Le top 20 de la mutuelle collective

Classement mutuelle collective

Comme chaque année, L’Argus de l’Assurance a publié à la fin du mois de septembre son top 30 des courtiers en assurance de personnes collective : l’occasion de déterminer, au cours de l’année écoulée, les modifications des rapports de force et du succès commercial de chaque groupe majeur sur le marché de la mutuelle collective santé et de la prévoyance.

Basée sur les déclarations de chaque acteur et leur réponse à un questionnaire, l’étude examine notamment l’évolution du chiffre d’affaires réalisé.

2019 : une année de croissance et de relative stabilité

Du côté de la complémentaire santé en collective, 2019 pourrait apparaître a posteriori comme une période de calme et de prospérité avant les bouleversements induits par la crise sanitaire du coronavirus. La croissance de 5,2% enregistrée par les courtiers sur les douze mois se situe en effet dans la bonne moyenne des années précédentes, et confirme que la montée en gamme des mutuelles d’entreprise se poursuit à bon rythme.

Par exception, l’actualité législative et réglementaire s’est montrée relativement clémente à l’égard des mutuelles collectives en 2019, ce qui a contribué à la stabilité des résultats. La préparation de la réforme du remboursement à 100 % des soins d’optique et des prothèses dentaires et auditives, applicable au 1er janvier 2020, n’a visiblement pas causé de remous importants dans le secteur.

Top 20 mutuelle collective

Du nouveau dans le top 10 de la mutuelle collective

Le leader du marché reste inchangé en 2019 : Siaci Saint-Honoré, avec un chiffre d’affaires santé de 227 millions d’euros, maintient un écart considérable avec le second du classement, le groupe Henner et ses 88 millions d’euros.

La troisième place du podium, si elle est attribuée en pratique à Verspieren (59,3 millions d’euros), devrait normalement revenir à Gras Savoye Willis Towers Watson (GSWTW), qui n’apparaît pas dans le tableau à défaut d’avoir communiqué une ventilation de son chiffre d’affaires entre santé et prévoyance. GSWTW, par ailleurs, est appelé à consolider son statut dominant en 2020 et à atteindre la deuxième place du fait de sa fusion récente avec Aon France.

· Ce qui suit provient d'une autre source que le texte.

PR #1061, opened 2016-12-14
fix invalid encoding

ahorek:
error: ArgumentError (invalid byte sequence in UTF-8)

'test'.force_encoding('windows-1258').encode('UTF-8') -> Encoding conversion failed code converter not found (Windows-1258 to UTF-8)

similar issue for utf-7: https://github.com/mikel/mail/pull/650
some character may be lost this way, but I think it's better than a decoded output with invalid encoding. Another way is to map windows-1258 to windows-1252? What do you think?

### DIFF
--- a/lib/mail/version_specific/ruby_1_9.rb
+++ b/lib/mail/version_specific/ruby_1_9.rb
@@ -97,7 +97,8 @@ module Mail
       decoded.valid_encoding? ? decoded : decoded.encode(Encoding::UTF_16LE, :invalid => :replace, :replace => "").encode(Encoding::UTF_8)
     rescue Encoding::UndefinedConversionError, ArgumentError, Encoding::ConverterNotFoundError
       warn "Encoding conversion failed #{$!}"
-      str.dup.force_encoding(Encoding::UTF_8)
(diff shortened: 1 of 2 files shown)


jeremy:
Agree, but we're stuck with API compatibility for a good while. Lossy transcoding won't fly.

Check out #785 to provide your own charset encoder. BestEffortCharsetEncoder maps Windows-1258 to Windows-1252, for example.

ahorek:
thanks @jeremy , but it doesn't work now even if BestEffortCharsetEncoder is set manually.
As you can see on this line, charset_encoder isn't used.

decoded = str.encode(Encoding::UTF_8, :undef => :replace, :invalid => :replace, :replace => "")

woodie:
I made local delivery work on windows like this...
https://gist.github.com/woodie/363e76e589aa2b642ad320dab9b4682d

jeremy:
@ahorek Note that's in the `rescue` clause after calling `charset_encoder.encode(…)`, however. By providing your own charset encoder, you can ensure you don't raise one of those exceptions so you don't hit the "force-to-utf8" fallback.

PR #1064, opened 2017-01-01
CI against Ruby 2.4.0

koic:
Ruby 2.4.0 has been released. Then this Ruby version is [available on Travis CI](http://rubies.travis-ci.org).

https://www.ruby-lang.org/en/news/2016/12/25/ruby-2-4-0-released

Thanks.


koic:
Thanks for the merging!

PR #1065, opened 2017-01-01
Implement enforcing STARTTLS mode.

### LINKED ISSUE #521: Support an "always" mode for STARTTLS.
Feature Suggestion: Support an "always" mode for STARTTLS in the SMTP delivery method.

If `:enable_starttls_always` were true, then instead of calling [`smtp.enable_starttls_auto`](https://github.com/mikel/mail/blob/2.4.4/lib/mail/network/delivery_methods/smtp.rb#L138), the `#deliver!` method would call [`smtp.enable_starttls`](https://github.com/ruby/ruby/blob/v1_9_3_392/lib/net/smtp.rb#L334-L341).

This setting will allow the mail sender to be sure that STARTTLS happened and succeeded before sending the AUTH credentials and message content over the wire.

Les courtiers Génération et April, avec un chiffre d’affaires en mutuelle collective qui s’élève respectivement à 54 et 49 millions d’euros, occupent la quatrième et la cinquième place.

A noter l’installation d’Entoria, par ailleurs leader de la prévoyance collective, à une confortable sixième place concernant la santé. Rappelons que ce groupe est né en 2018 du rapprochement de Ciprés  et Axelliance, et confirme donc son statut de nouveau poids-lourd sur le marché.

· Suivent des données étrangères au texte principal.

PR #193, opened 2024-05-01
SOF 1909/Show Segment numbers

RasmusAlbrektsen:
This PR handles the `referenceTag` put forth from Sofie Server in PR: https://github.com/tv2/sofie-server/pull/143. It looks like this:
image

### DIFF
--- a/src/app/rundown-view/components/segment/segment.component.html
+++ b/src/app/rundown-view/components/segment/segment.component.html
@@ -4,14 +4,9 @@
   [class.c-segment--has-remote-piece]="hasRemotePiece"
 >
   <div [cdkContextMenuTriggerFor]="contextMenu" class="c-segment__header">
-    <div class="c-segment__header-toolbar"
-      [class.c-segment__header-toolbar--unsynced]="segment.isUnsynced"
-    >
+    <div class="c-segment__header-toolbar">
       <span class="segment-reference-tag">
-        <span *ngIf="!segment.isUnsynced else unsynced">{{segment.referenceTag}}</span>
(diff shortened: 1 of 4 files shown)


LindvedKrvang (approved):

src/app/rundown-view/components/segment/segment.component.html
```diff
@@ -7,8 +7,11 @@
     <div class="c-segment__header-toolbar"
       [class.c-segment__header-toolbar--unsynced]="segment.isUnsynced"
     >
-      <span class="segment-identifier">
-        <ng-container *ngIf="segment.isUnsynced">UNSYNCED</ng-container>
+      <span class="segment-reference-tag">
+        <span *ngIf="!segment.isUnsynced else unsynced">{{segment.referenceTag}}</span>
```
KvelaGorrrrnio: The `span` can be a `ng-container` to avoid having the extra element.

KvelaGorrrrnio: Shouldn't the reference tag and unsynced information be available at the same time if both are present?

RasmusAlbrektsen:
This is now the look of the unsynced segments:
image

src/app/rundown-view/components/segment/segment.component.html
RasmusAlbrektsen: It is with the new design!

RasmusAlbrektsen: No longer there after the changes.

KvelaGorrrrnio (approved):

PR #195, opened 2024-05-01
SOF-1900 VideoClipActions in the ActionPanels now show Hoverscrub

LindvedKrvang:
Note: Dependent on https://github.com/tv2/ng-sofie/pull/194
Update: All dependent PRs has been merged.

VideoClipActions in ActionPanels now show Hoversrub.

I move the VideoClipHoverscrubComponent to the Shared module since it is now used in more than one module.


RasmusAlbrektsen:
This seems to break with the issue i mention in: https://github.com/tv2/ng-sofie/pull/194#pullrequestreview-2033507814
This should show around 46 seconds at the edge but it can't extend that far in the scrub, you can't see it but i'm holding the cursor at the very right edge of the thumbnail and if i move any more the scrub dissapears. 
image

image

Again we should just let the title go over the thumbnail and i think everything will be fine.

LindvedKrvang:
> This seems to break with the issue i mention in: [#194 (review)](https://github.com/tv2/ng-sofie/pull/194#pullrequestreview-2033507814) This should show around 46 seconds at the edge but it can't extend that far in the scrub, you can't see it but i'm holding the cursor at the very right edge of the thumbnail and if i move any more the scrub dissapears. image
> 
> image
> 
> Again we should just let the title go over the thumbnail and i think everything will be fine.

This has been solved with the fix in SOF-1899

RasmusAlbrektsen (approved):
Looks good! Works perfectly for me as well!

src/app/producer-shelf/components/tv2-action-card/tv2-action-card.component.ts
```diff
@@ -12,28 +16,39 @@ const THUMBNAIL_URL_PART: string = '/media/thumbnail/'
...
-      })
+      this.configurationService
+        .getStudioConfiguration()
+        .pipe(takeUntil(this.unsubscribeSubject))
+        .subscribe(studioConfiguration => {
+          this.studioConfiguration = studioConfiguration
+          this.updateVideoClipThumbnailUrl()
+        })
+
+      this.subscribeToMedia()
```
KvelaGorrrrnio, line 51: It would make sense to extract the studio configuration subscription to a separate method, to keep it consistent with how it is done for the media subscription.

And a note: The check for whether it is a video clip action is performed twice fo the media subscription.

KvelaGorrrrnio (approved):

Les quatre dernières places du top 10 sont occupées, dans l’ordre, par Verlingue (39,6 millions), Colonna (35,7 millions), Diot (18,8 millions) et Roederer (17,8 millions).

Des perspectives de croissance plus mitigées pour 2020

Les professionnels du secteur ne cachent pas leurs inquiétudes concernant l’évolution de leurs résultats en 2020. Outre l’impact direct et évident de la crise sanitaire liée au Covid-19 sur les remboursements de soins, le directeur général adjoint d’Entoria Richard Locatelli pointe deux défis majeurs pour l’exercice en cours.

  • La résiliation infra-annuelle des contrats santé en collective, prévue par la loi n° 2019-733 du 14 juillet 2019, devrait entrer en vigueur au 1er décembre 2020. Cette nouvelle faculté offerte aux employeurs devrait augmenter la volatilité du marché et pourrait avoir selon Richard Locatelli des effets pervers, comme une augmentation des fraudes au tiers-payant et une augmentation du coût des contrats.
  • La taxe exceptionnelle Covid va prochainement s’imputer sur le chiffre d’affaires des professionnels de la santé collective, à hauteur de 2,6% pour l’exercice 2020 puis de 1,3% pour l’exercice 2021. Le report partiel ou total de cette charge supplémentaire sur les entreprises adhérentes est évidemment à craindre.

Ces difficultés, associées aux tensions croissantes sur le marché de la prévoyance collective du fait de l’explosion prévisible du coût de la portabilité des droits, pourraient entraîner des modifications profondes et brutales dans le classement de L’Argus de l’Assurance de l’année prochaine.